Aggregation to get events in timespan, plus the previous event

Heath_Volmer · February 16, 2023, 4:31pm

Hello. I have timeseries data as events coming in at random times. They are not ongoing metrics, but rather events. “This device went online.” “This device went offline.”

I need to report on the number of actual transitions within a time range. Because there are occasionally same-state events, for example two “went online” events in a row, I need to “seed” the data with the state previous to the time range. If I have one event in my time range, I need to compare it to the previous in order to determine if something actually changed.

I already have aggregation stages that remove same-state events.

Is there a way to add “the latest, previous event” to the data in the pipeline without writing two queries? A $facet stage totally ruins performance.

For “previous”, I’m currently trying something like this in a separate query, but it’s very slow on the millions of records:

// Get the latest event before a given date
db.devicemetrics.aggregate([
  {
    $match: {
      'device.someMetadata': '70b28808-da2b-4623-ad83-6cba3b20b774',
      time: {
        $lt: ISODate('2023-01-18T07:00:00.000Z'),
      },
      someValue: { $ne: null },
    },
  },
  { $sort: { time: -1 } },
  {
    $group: {
      _id: '$device._id',
      lastEvent: { $first: '$$ROOT' },
    },
  },
  {
    $replaceRoot: { newRoot: '$lastEvent' },
  }
]);

steevej · February 17, 2023, 1:26pm

You could try a $lookup after the $group to locate the previous event. The $lookup will be using a $limit 1.

It is technically a separate query but it is done within the same database access and using the same index.
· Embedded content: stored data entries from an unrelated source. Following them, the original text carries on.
PR #632, opened 2026-08-10
fix: reject concurrent sendMessage while the task executor is running

ez-lbz:
### 1. Reject a second `sendMessage` while the task's executor is still running

**Problem:** `sendMessage`/`sendMessageStream` only checked for terminal states before starting an executor. A second `message/send` on a task still in `WORKING` started a *second* executor for the same task — the two ran concurrently and raced on the shared task state. Go has `ErrExecutionInProgress` and Python V2 has an `ActiveTaskRegistry`; JS had neither.

- Added an in-flight registry (`executingTaskIds: Set<string>`) whose lifetime is tied to the *executor* (added before the executor starts, removed in the executor's `.finally` when it settles) — not to the event bus, so an `INPUT_REQUIRED` / `AUTH_REQUIRED` pause (executor settled, bus kept alive for follow-ups) still allows the next turn.
- `sendMessage` and `sendMessageStream` check the registry twice: once synchronously at the top (before the first `await`, closing the race window between check and executor start) and once after `_createRequestContext`. A conflicting send throws `UnsupportedOperationError` with a clear message.
- The streaming path deliberately does **not** clear the mark when the consumer disconnects early — only the executor's `.finally` clears it, so an early client disconnect cannot unlock a second executor.

## Testing

- `npm test` — 68 test files, 1507 tests passed.
- New regression test: with a gated executor, a second `sendMessage` on the same WORKING task rejects with `UnsupportedOperationError` and does not start a second executor (`execute` called once); after the first executor settles at `INPUT_REQUIRED`, a follow-up send succeeds (`execute` called twice).

Behavior change: `message/send` / `message/stream` on a task whose executor is still running now returns `-32004` (REST 400) instead of starting a second executor. Multi-turn `INPUT_REQUIRED` / `AUTH_REQUIRED` flows are unaffected.

### DIFF
--- a/itk/itk_agent.ts
+++ b/itk/itk_agent.ts
@@ -17,6 +17,8 @@ import {
   RequestContext,
   ExecutionEventBus,
   AgentEvent,
+  InMemoryPushNotificationStore,
+  DefaultPushNotificationSender,
 } from '../src/server/index.js';
 import {
   agentCardHandler,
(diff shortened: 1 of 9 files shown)


JakubWorek:
Hi @ez-lbz, looks like this PR contains commit not related to the description, taken from https://github.com/a2aproject/a2a-js/pull/625. Could you please update the branch to contain only relevant changes and resolve merge conflicts?

ez-lbz:

Thanks again!

PR #633, opened 2026-08-10
fix: handle gRPC client cancellation on streaming calls

ez-lbz:
### 1. Handle gRPC client cancellation on streaming calls

**Problem:** `wrapStreaming` (used by `sendStreamingMessage` and `subscribeToTask`) had no `'cancelled'` event listener on the gRPC call. When a client disconnected mid-stream, the server kept draining the async generator and holding its resources (execution event queue, store reads, executor bus) even though nobody consumed the writes, and the write loop never ended promptly.

**Fix (src/server/grpc/grpc_service.ts):**
- `wrapStreaming` now registers a `'cancelled'` listener on the call.
- The write loop races `iterator.next` against a cancellation signal, so it always terminates when the client disconnects.
- On cancellation it also calls `iterator.return` best-effort, which closes the generator so its `finally` blocks (e.g. `ExecutionEventQueue.stop`) run — with a note that a generator parked on an await that never resolves cannot be closed, but the loop still exits and `call.end` still runs.
- The listener is removed in a `finally` when the stream ends normally or fails.

## Testing

- `npm test` — 68 test files, 1507 tests passed.
- New regression test: with a gated generator, firing `'cancelled'` mid-stream stops further writes (only the first event is written), closes the generator (its `finally` runs), ends the call, and does not emit an error.

Behavior change: none for uncancelled streams — the existing streaming tests (multi-write + error paths) still pass unchanged.

### DIFF
--- a/itk/itk_agent.ts
+++ b/itk/itk_agent.ts
@@ -17,6 +17,8 @@ import {
   RequestContext,
   ExecutionEventBus,
   AgentEvent,
+  InMemoryPushNotificationStore,
+  DefaultPushNotificationSender,
 } from '../src/server/index.js';
 import {
   agentCardHandler,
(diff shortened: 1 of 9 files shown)


JakubWorek:

ez-lbz:

Thanks again!

PR #636, opened 2026-08-10
fix: guard terminal state transitions and make cancelTask atomic

ez-lbz:
### 1. Terminal states can no longer be overwritten

**Problem:** `ResultManager.applyStatusUpdate` assigned `task.status = structuredClone(updateEvent.status)` unconditionally. A late status update could roll a `COMPLETED`/`FAILED`/`CANCELED`/`REJECTED` task back into a non-terminal state (or a different terminal state) — the same blind-overwrite gap as Python's `task_manager.py:203-211`.

**Fix (src/server/result_manager.ts):**
- `applyStatusUpdate` now checks the persisted state: if it is terminal and the incoming update has a *different* state, the update is ignored (with a warning). Same-state terminal updates (e.g. a final `COMPLETED` message arriving after the `COMPLETED` status) are still applied.

### 2. Make `cancelTask`'s check-then-act atomic

**Problem:** `cancelTask` loaded the task, checked its state, set `CANCELED`, and saved — with no lock between check and save. A `COMPLETED` status written by a racing executor in that window could be clobbered by the `CANCELED` write (or the cancel would win and corrupt the completed task), a TOCTOU race shared by most SDKs.

- The no-bus cancel path now routes the `CANCELED` status update through a fresh `ResultManager.processEvent(...)` instead of mutating the loaded task and saving directly. That applies the per-(tenant, owner, taskId) write lock and the new terminal-state guard: if the executor already completed the task, the `CANCELED` update is rejected and `cancelTask` surfaces `TaskNotCancelableError` instead of corrupting the task.

## Testing

- New regression tests:
  - `ResultManager`: a `WORKING` status update on a `COMPLETED` task is ignored; a `CANCELED` update on a `COMPLETED` task is ignored; a same-state `COMPLETED` update with a final message is still applied.
  - `cancelTask` vs a racing executor that completes the task between the initial load and the locked write: `TaskNotCancelableError` is thrown and no `CANCELED` write reaches the store.
- Test updates required by the behavior change: two mock stores (`default_request_handler.spec.ts`, `auth_required.spec.ts`) returned live references from `load`; they now deep-clone like the real `InMemoryTaskStore`, so the guard sees the true persisted state. Their assertions (FAILED persisted after a COMPLETED save failure) are unchanged.

Behavior change: status updates that would move a terminal task to a different state are dropped; canceling a task that a racing executor just completed fails with `TaskNotCancelableError` instead of overwriting `COMPLETED` with `CANCELED`.

### DIFF
--- a/.github/workflows/build-tests.yml
+++ b/.github/workflows/build-tests.yml
@@ -29,8 +29,8 @@ jobs:
     runs-on: ubuntu-latest
 
     steps:
-    - uses: actions/checkout@v4
-    - uses: actions/setup-node@v4
+    - uses: actions/checkout@v7
+    - uses: actions/setup-node@v7
       with:
         node-version: 20
         registry-url: 'https://registry.npmjs.org'
--- a/.github/workflows/coverage-comment.yml
+++ b/.github/workflows/coverage-comment.yml
@@ -18,7 +18,7 @@ jobs:
       github.event.workflow_run.conclusion == 'success'
     steps:
       - name: Download Coverage Artifacts
-        uses: actions/download-artifact@v4
+        uses: actions/download-artifact@v7
         with:
           run-id: ${{ github.event.workflow_run.id }}
           github-token: ${{ secrets.GITHUB_TOKEN }}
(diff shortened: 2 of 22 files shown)


JakubWorek:
Hi @ez-lbz, looks like this PR contains commit not related to the description, taken from https://github.com/a2aproject/a2a-js/pull/625. Could you please update the branch to contain only relevant changes and resolve merge conflicts?

ez-lbz:

Thanks again!

JakubWorek (approved):

PR #638, opened 2026-08-10
fix: harden SSE streaming (keep-alive, event ids, idle timeout) and cap request body size

ez-lbz:
### 1. SSE keep-alive heartbeats + monotonic event IDs (+ optional idle timeout)

**Problem:** The REST and JSON-RPC SSE write loops emitted bare `data:` frames with no keep-alive traffic and no event IDs. Proxies/load balancers can terminate idle SSE connections, and clients cannot implement resumable subscriptions (`Last-Event-ID`) without IDs. No SDK had heartbeats or IDs consistently.

**Fix (src/sse_utils.ts):**
- Added `writeSseStream(res, frames, options)`, a shared server-side SSE writer that:
  - prefixes every data frame with a monotonically increasing `id:` field (counter),
  - emits `: keep-alive` comment frames while the stream is idle (`heartbeatIntervalMs`, default 15s), which clients ignore per the SSE spec,
  - supports an optional inactivity timeout (`idleTimeoutMs`, default 0 = disabled) that stops the stream, bounding how long a half-dead client holds server resources.
- The helper never ends the response itself, so callers can still emit an SSE error frame on stream failure.

**Fix (src/server/express/rest_handler.ts):**
- `sendStreamResponse` now routes its write loop through `writeSseStream`.
- `RestHandlerOptions` gains `sseIdleTimeoutMs` (default 0 = disabled).

**Fix (src/server/express/json_rpc_handler.ts):**
- Both SSE loops (the v0.3 always-stream path and the v1.0 peek-then-flush path) now route through `writeSseStream`.
- `JsonRpcHandlerOptions` gains `sseIdleTimeoutMs` (default 0 = disabled).

### 2. Explicit request body size limit

**Problem:** `express.json` has no default body-size limit; a client could stream an arbitrarily large JSON payload into server memory (CWE-400).

**Fix (src/server/express/rest_handler.ts, src/server/express/json_rpc_handler.ts):**
- Both `express.json` calls now set `limit: '10mb'` (large A2A files should be referenced via `FileWithUri` parts, so 10 MB is generous). Oversized bodies surface as 413 via body-parser and are handled by the existing error middleware.

## Testing

- `npm test` — 68 test files, 1509 tests passed.
- New regression tests (test/sse_utils.spec.ts): `writeSseStream` prefixes frames with `id: 1`, `id: 2`, …; emits `: keep-alive` comment frames while idle (fake timers); stops when no event arrives within `idleTimeoutMs`.
- Existing REST/JSON-RPC SSE tests still pass unchanged (`data:` payload assertions are unaffected by the added `id:` lines).

Behavior change: SSE streams now carry `id:` fields and periodic keep-alive comment frames (clients ignore both per spec); request bodies over 10 MB are rejected with 413. `sseIdleTimeoutMs` defaults to 0, so existing long-running subscriptions are unaffected unless the option is set.

### DIFF
--- a/itk/itk_agent.ts
+++ b/itk/itk_agent.ts
@@ -17,6 +17,8 @@ import {
   RequestContext,
   ExecutionEventBus,
   AgentEvent,
+  InMemoryPushNotificationStore,
+  DefaultPushNotificationSender,
 } from '../src/server/index.js';
 import {
   agentCardHandler,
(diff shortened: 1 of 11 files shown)


JakubWorek:

ez-lbz:

Thanks again!

Issue #643, opened 2026-08-10
[Bug]: multiple content oneof arms are silently accepted instead of rejected


ishan-1010:
### What happened?

More than one member of a oneof being present is malformed input, and proto3 JSON treats
it as an error. `a2a-python` does:

```python
from a2a.types import Part
from google.protobuf.json_format import ParseDict

ParseDict({"text": "hello", "url": "https://example.com/x"}, Part())
# ParseError: Message type "lf.a2a.v1.Part" should not have multiple "content" oneof fields
```

This SDK accepts it and picks one:

```js
import { Part } from '@a2a-js/sdk';

Part.toJSON(Part.fromJSON({ text: 'hello', url: 'https://example.com/x' }));
// { text: 'hello' }     url is gone, no error
```

### Why it matters

Which arm survives is decided by the order fields are assigned in the generated
`fromJSON` body, not by anything in the input. So a malformed message from a buggy peer
gets silently reinterpreted rather than refused, and the two SDKs can end up disagreeing
about what the sender meant. Silently is the part that bothers me: whoever sent it gets
no signal that half their Part was discarded.

### What I'd expect

`fromJSON` throws when more than one member of `content` is present, matching what
`a2a-python` and the proto3 JSON mapping do.

### How this was found

Round-tripping a shared corpus through this SDK and `a2a-python` and diffing the JSON.

Reproduced on `@a2a-js/sdk` 1.0.1 from npm and on `main` at `1c6eb32`, against
`a2a-python` at `cff6727`.

Generated code again, so let me know where you'd want the fix.

Varun-S10:
Hi @ishan-1010, Thank you for raising the issue. We have reproduced the issue and raised a PR to fix it. The PR will be reviewed. Thank you for your patience and understanding.

Issue #642, opened 2026-08-10
[Bug]: Part.data set to null drops the content oneof


ishan-1010:
### What happened?

`Part` has a oneof named `content` over `text`, `raw`, `url` and `data`. `data` is a
`google.protobuf.Value`, and `null` is a perfectly good `Value`.

When `data` is null, this SDK parses the Part as having no content arm at all:

```js
import { Part } from '@a2a-js/sdk';

const p = Part.fromJSON({ data: null, mediaType: 'application/json' });
// { filename: '', mediaType: 'application/json' }   no content case

Part.toJSON(p);
// { mediaType: 'application/json' }
```

`a2a-python` treats the arm as set and round-trips it:

```python
from a2a.types import Part
from google.protobuf.json_format import MessageToDict, ParseDict

m = Part(); ParseDict({"data": None, "mediaType": "application/json"}, m)
m.HasField('data')   # True
MessageToDict(m)     # {'data': None, 'mediaType': 'application/json'}
```

### Why it matters

"This is a data part whose payload is null" and "this part has no content" are different
statements, and the second one isn't valid. A data part sent by a Python agent arrives at
a JS peer as a Part with nothing in it, and gets forwarded on in that state.

Other `Value` shapes are fine. Objects, arrays, strings, numbers, booleans and empty
containers all round-trip identically between the two SDKs. Null is the only one that
falls through.

### What I'd expect

`{"data": null}` keeps the `data` arm set, and `toJSON` emits `data: null` rather than
omitting the key.

### How this was found

Round-tripping a shared corpus through this SDK and `a2a-python` and diffing the JSON.

Reproduced on `@a2a-js/sdk` 1.0.1 from npm and on `main` at `1c6eb32`, against
`a2a-python` at `cff6727`.

This is in the generated `src/types/pb/a2a.ts`, so happy to send the fix wherever you'd
prefer it to live.

Varun-S10:
Hi @ishan-1010,  Thank you for raising the issue. We have reproduced the issue and raised a PR to fix it. The PR will be reviewed. Thank you for your patience and understanding.

Issue #641, opened 2026-08-10
[Bug]: Timestamp fields are unvalidated strings and are never normalized to UTC


ishan-1010:
### What happened?

`google.protobuf.Timestamp` fields are passed straight through as strings. The generated
code is:

```ts
timestamp: isSet(object.timestamp) ? globalThis.String(object.timestamp) : undefined,
```

and `toJSON` copies it back out unchanged. Nothing parses it and nothing checks it, which
causes two separate problems.

**Malformed timestamps are accepted and forwarded.** Every one of these is stored and
re-emitted verbatim:

```js
import { TaskStatus } from '@a2a-js/sdk';
const ts = (t) => TaskStatus.toJSON(TaskStatus.fromJSON({ state: 'TASK_STATE_WORKING', timestamp: t }));

ts('not-a-timestamp');  // { state: 'TASK_STATE_WORKING', timestamp: 'not-a-timestamp' }
ts('');                 // { ..., timestamp: '' }
ts(12345);              // { ..., timestamp: '12345' }   a JSON number becomes a string
```

`a2a-python` rejects all of them. So a JS server accepts a `Task` whose
`status.timestamp` is arbitrary text, hands it downstream, and the Python peer is the one
that throws. The component that let the bad data in isn't the component that reports it,
which makes this annoying to track down in a mixed deployment.

**Offsets are never normalized.** proto3 JSON output is always Z-normalized.
`a2a-python` does that; this SDK keeps whatever offset arrived:

```
input   "2026-01-01T05:30:00+05:30"
python  "2026-01-01T00:00:00Z"
js      "2026-01-01T05:30:00+05:30"
```

Same instant, different bytes. That's fine until something compares bytes rather than
instants, which is what canonicalization does. `src/signature.ts:188` canonicalizes via
`AgentCard.toJSON(AgentCard.fromJSON(card))`, so this codec sits on the signing path.

Storing the field unparsed also means any timestamp comparison or ordering inside the SDK
is operating on a string whose format isn't guaranteed.

### What I'd expect

`fromJSON` parses and validates RFC 3339, rejecting input that isn't a timestamp, and
`toJSON` emits the Z-normalized form.

### How this was found

Round-tripping a shared corpus through this SDK and `a2a-python` and diffing the JSON.
Both generate from the same `.proto`.

Reproduced on `@a2a-js/sdk` 1.0.1 from npm and on `main` at `1c6eb32`, against
`a2a-python` at `cff6727`.

[...]

Issue #640, opened 2026-08-10
[Bug]: unknown enum values become the string "UNRECOGNIZED", which a2a-python rejects


ishan-1010:
### What happened?

`ts-proto` maps any enum value it doesn't recognise to the sentinel `UNRECOGNIZED`, and
`toJSON` emits that as a literal string. proto3 JSON keeps an unknown enum value as its
integer instead, so that a peer running an older version can still pass a newer value
through untouched.

Right now the value isn't just degraded, it's gone. `"UNRECOGNIZED"` carries nothing about
what the original was, so nothing downstream can recover it.

```js
import { TaskStatus } from '@a2a-js/sdk';

TaskStatus.toJSON(TaskStatus.fromJSON({ state: 99 }));
// { state: 'UNRECOGNIZED' }
```

`a2a-python` on the same input:

```python
from a2a.types import TaskStatus
from google.protobuf.json_format import MessageToDict, ParseDict

m = TaskStatus(); ParseDict({"state": 99}, m)
MessageToDict(m)                       # {'state': 99}

ParseDict({"state": "UNRECOGNIZED"}, TaskStatus())
# ParseError: Invalid enum value UNRECOGNIZED for enum type lf.a2a.v1.TaskState
```

So the round trip through a JS hop is lossy in a way the other end can't parse:

```
python emits    {"state": 99}
js re-emits     {"state": "UNRECOGNIZED"}
python rejects  ParseError
```

### Why it matters

`TaskState` currently defines 0 through 8, so 9 is the next value the spec would add. On
that day, any 1.0 JS SDK sitting between two newer peers as a proxy, relay or gateway
turns a forward-compatible number into a string that a conformant parser refuses. The
same applies to `Role`.

It's latent today and guaranteed to bite on the next enum addition, which is the awkward
kind: nothing is visibly wrong until a version bump makes it wrong everywhere at once.

### What I'd expect

Unrecognised enum members keep their numeric value through `fromJSON` and `toJSON` rather
than collapsing to a sentinel.

### How this was found

Round-tripping a shared corpus of protocol objects through this SDK and `a2a-python` and
diffing the JSON. Both generate from the same `.proto`, so a disagreement is an interop
divergence rather than a matter of preference.

Reproduced on `@a2a-js/sdk` 1.0.1 from npm and on `main` at `1c6eb32`, against
`a2a-python` at `cff6727`.

I'm happy to send a fix, but this one lives in `src/types/pb/a2a.ts`, which is generated
[...]

PR #644, opened 2026-08-10
test: add proto3 JSON conformance spec for the generated codecs

ishan-1010:
# Description

## What

Adds `test/proto_json_conformance.spec.ts`, covering how the generated codecs handle
proto3 JSON. Ten cases: five that pass today and pin behaviour that's already correct,
and five marked `it.fails` for the divergences in #640, #641, #642 and #643.

No source changes. This documents current behaviour and gives the fixes a regression net
to land against.

## Why

These messages go over the wire to SDKs generated from the same `.proto` with a different
toolchain, so the JSON has to agree. I built a differential harness that round-trips a
shared corpus through this SDK and `a2a-python` and diffs the output, and it turned up
four disagreements:

- unknown enum values become `"UNRECOGNIZED"`, which `a2a-python` rejects
- `Timestamp` is an unvalidated string and is never normalized to UTC
- `Part.data` set to `null` drops the content oneof
- multiple content oneof arms are accepted instead of rejected

Each is filed separately with a full repro. This PR is just the tests.

## On `it.fails`

`it.fails` asserts that the body fails, so the suite is green today and goes red the
moment a bug is fixed. That's deliberate: the fix can't land without flipping the marker,
so none of these can be quietly resolved and forgotten. I checked the inversion is strict
with a control test whose body passes, and vitest reports it as a failure.

The five passing cases are there as controls. If a change breaks known-good behaviour like
bytes or non-ASCII round-tripping, those go red on their own.

## Where the fixes should go

All four live in `src/types/pb/a2a.ts`, which is generated and marked `DO NOT EDIT`, and I
couldn't find a regeneration path in the repo. Two of them, the enum sentinel and the
oneof leniency, are `ts-proto` behaviour rather than anything configurable, so I didn't
want to guess. Happy to send the fixes once you've said whether you'd prefer them patched
into the generated output, handled in a normalization layer at the transport boundary, or
raised upstream.

## Verification

```
npx vitest run                                        69 files, 1497 tests, all pass
npx vitest run test/proto_json_conformance.spec.ts    10 tests, all pass
npx tsc --noEmit -p tsconfig.test.json                clean
npx eslint test/proto_json_conformance.spec.ts        clean
```

Reproduced against `@a2a-js/sdk` 1.0.1 from npm as well as `main` at `1c6eb32`, so none of
this is a main-only artifact. Python side pinned at `a2a-python` `cff6727`.

Parts of this were put together with AI assistance. Every case was verified by hand
against both SDKs before filing.

Refs #640, #641, #642, #643

### DIFF
--- a/test/proto_json_conformance.spec.ts
+++ b/test/proto_json_conformance.spec.ts
@@ -1,0 +1,88 @@
+import { describe, it, expect } from 'vitest';
+import { Part, TaskStatus } from '../src/index.js';
+
+/**
+ * proto3 JSON conformance for the generated codecs.
+ *
+ * These same messages go over the wire to SDKs that generate from the same
+ * .proto with a different toolchain, so the JSON has to match. Cases were
+ * found by round-tripping a shared corpus through this SDK and a2a-python and
+ * diffing the output.
+ *
+ * `it.fails` marks a case that is known-broken today. When one gets fixed the
+ * marker starts failing, so the fix can't land without flipping it.
+ */
+
+describe('proto3 JSON conformance', () => {
+  describe('enums', () => {
+    // Baseline: both spellings of a known value work, so the harness itself is sound.
+    it('accepts a known value by name', () => {
+      const out = TaskStatus.toJSON(TaskStatus.fromJSON({ state: 'TASK_STATE_WORKING' })) as any;
+      expect(out.state).toBe('TASK_STATE_WORKING');
+    });
+
+    it('accepts a known value by number', () => {
+      const out = TaskStatus.toJSON(TaskStatus.fromJSON({ state: 2 })) as any;
+      expect(out.state).toBe('TASK_STATE_WORKING');
+    });
+
+    // TaskState currently stops at 8. When the spec adds 9, a 1.0 SDK sitting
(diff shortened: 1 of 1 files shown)


ishan-1010:
Bumping this, been about 5 weeks with no review. Still green, happy to adjust anything if it's not quite what you're looking for. @ishymko or @bartek-gralewicz, tagging you since you've been reviewing most recent PRs here.

bartek-gralewicz:
> Bumping this, been about 5 weeks with no review. Still green, happy to adjust anything if it's not quite what you're looking for. @ishymko or @bartek-gralewicz, tagging you since you've been reviewing most recent PRs here.

Hey, sorry for keeping this on a side lane. This is actually a nice addition that tracts a few of the open issues.

You mentioned where fixes (if made) should land. `src/types/pb/a2a.ts` is a no-edit file but recently, I split the generation part into types (which still live in `src/types/pb/a2a.ts`) and `toJSON`/`fromJSON` methods which now live in manually maintained `src/types/protojson.ts`. Any JSON conversion fixes should land directly there.

bartek-gralewicz (approved):
Thank you for adding this. Sorry for the delay on the review.

PR #645, opened 2026-08-11
fix(server): validate push-notification URLs before dispatch (SSRF)

SashaMIT:
## Summary

`DefaultPushNotificationSender` POSTed to whatever webhook URL a client stored, with no scheme or resolved-IP checks. Create paths (`createTaskPushNotificationConfig` and embedded `taskPushNotificationConfig` on send) also stored those URLs unchecked.

This adds fail-closed validation (sibling of a2a-python#1164 / #1173 and a2a-go push SSRF hardening):

- http/https only
- DNS resolve (or literal IP) must be public unicast (incl. CGNAT / benchmarking / multicast blocks)
- Applied at dispatch and at config creation / send embed
- `allowPrivatePushUrls` opt-in on sender and `DefaultRequestHandler` for trusted private/loopback webhooks
- `fetch` uses `redirect: 'error'` so redirects cannot bypass the initial-URL check

## Attacker model

Any client that can register a push config can make the agent server send authenticated POSTs to internal targets. Validation runs before store and before fetch.

## Test plan

- [x] `test/server/push_url_validation.spec.ts` (blocked IPs, dispatch drop, create reject, allowPrivate opt-in, revert-tested)
- [x] push config / sender serializer / integration suites
- [ ] CI

### DIFF
--- a/src/server/index.ts
+++ b/src/server/index.ts
@@ -46,6 +46,10 @@ export { validateVersion, getSupportedVersions } from './version.js';
 export type { PushNotificationSender } from './push_notification/push_notification_sender.js';
 export { DefaultPushNotificationSender } from './push_notification/default_push_notification_sender.js';
 export type { DefaultPushNotificationSenderOptions } from './push_notification/default_push_notification_sender.js';
+export {
+  isBlockedPushIp,
+  pushUrlValidationError,
+} from './push_notification/push_url_validation.js';
 export type {
   PushNotificationStore,
   StoredPushNotificationConfig,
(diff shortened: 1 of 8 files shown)


SashaMIT:
Follow-up on this branch: also reject unsafe push webhook URLs at config creation and when `sendMessage` / `sendMessageStream` embed `taskPushNotificationConfig` (sibling of a2a-python#1173). Same `allowPrivatePushUrls` opt-in now exists on `DefaultRequestHandler` and is passed through to the default sender.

Heath_Volmer · February 17, 2023, 3:04pm

Thanks! That is actually what I wound up doing yesterday! It is very slow on a large set of events.

What I’m going to do is modify how the incoming events are stored, looking up previous when a new event comes in and ignore repeated non-changing states. Then I no longer need to get the previous event to determine when something actually changed at the start of my range and things are substantially faster.